Stored data:
+ + + +
Issue #3210, opened 2025-07-30
Startup script listing is inefficient and circular symlinks hang Firebot


TheStaticMage:
### Is there an existing issue for this?

- [x] I have searched the existing issues

### Current Behavior

I am referring to this screen, accessed by Settings > Scripts > Manage Startup Scripts > Edit.

<img width="599" height="621" alt="Image" src="https://github.com/user-attachments/assets/b93477f5-39fc-4f92-a1ef-1fbf3207bc6b" />

There are two issues with the listing of available scripts in the dropdown:

1. It does a full recursive directory listing and _then_ filters out `node_modules` -- this can be quite time consuming on a slow system if there are a lot of under-development scripts in the tree.

2. It blindly follows symbolic links -- a circular symlink will hang Firebot.

### Expected Behavior

**I have made modifications to my local copy of Firebot to address both of these problems with a smarter recursive directory listing that does not descend into `node_modules` at all and remembers visited directories to avoid circular symlinks causing a problem. I create this issue seeking Dev Approval to submit that PR.**

### Steps To Reproduce

For slowness: When I was developing on my Android tablet under Termux it took ~10 seconds to bring up the "Edit Startup Script" modal with one project. On my PC, I have 75310 `*.js` files under my Firebot scripts directory (75190 of these are under `node_modules`) and it takes ~700 ms even with a fast system and high quality NVME drives.

For symlink: go into your scripts directory and type `ln -s . foo` and then bring up the modal. That will hang firebot.

### Version

dc0043d0e9e228ca86d26cb8fe784898b56c1694 (v5 branch 2025-07-29)

### What operating system are you using Firebot on?

Linux Distro

### Relevant log output

```shell
N/A
```

### Contact Details (Optional)

TheStaticMage on discord

PR #3240, opened 2025-09-12
fix: Improve speed and avoid hangs in custom script listing (#3210)

TheStaticMage:
### Description of the Change
This PR fixes the issues in the linked issue:
- Does not hang Firebot if there are circular symlinks in the scripts directory
- Avoids recursing into `node_modules` and `.git` directories for faster loading

### Applicable Issues
Fixes https://github.com/crowbartools/Firebot/issues/3210

### Testing
I have a super complex set of custom script layouts in my Firebot instance where there are some JS files I've imported and others that are full git repositories, and this lists them much faster than the prior code. In addition I created a circular symlink (`ln -s . foo`) in my script directory just to make sure this doesn't hang. I've been using this since I created the issue and it's worked for me on Linux. My son has also been using this on Windows.

I think this should be solid since it's a fairly straightforward use of a Set to avoid re-visiting the same path multiple times. If any of you has a Mac it may be worthwhile to verify it there too.


zunderscore (approved):
Looks awesome, thanks!

Issue #1929, opened 2022-09-12
[Feature Request] Switch statement effect


CrowbarToolsRobot:
ebiggz via Discord:

Add a switch statement effect type or perhaps a "Switch" mode to the Conditional Effect. 

Rough design:
- user would provide a value (ie `$subMonths`)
+ + + +
Problem statement: Copy each line from the records above that includes the string "github".

Result of the task:
<img width="599" height="621" alt="Image" src="https://github.com/user-attachments/assets/b93477f5-39fc-4f92-a1ef-1fbf3207bc6b" />
Fixes https://github.com/crowbartools/Firebot/issues/3210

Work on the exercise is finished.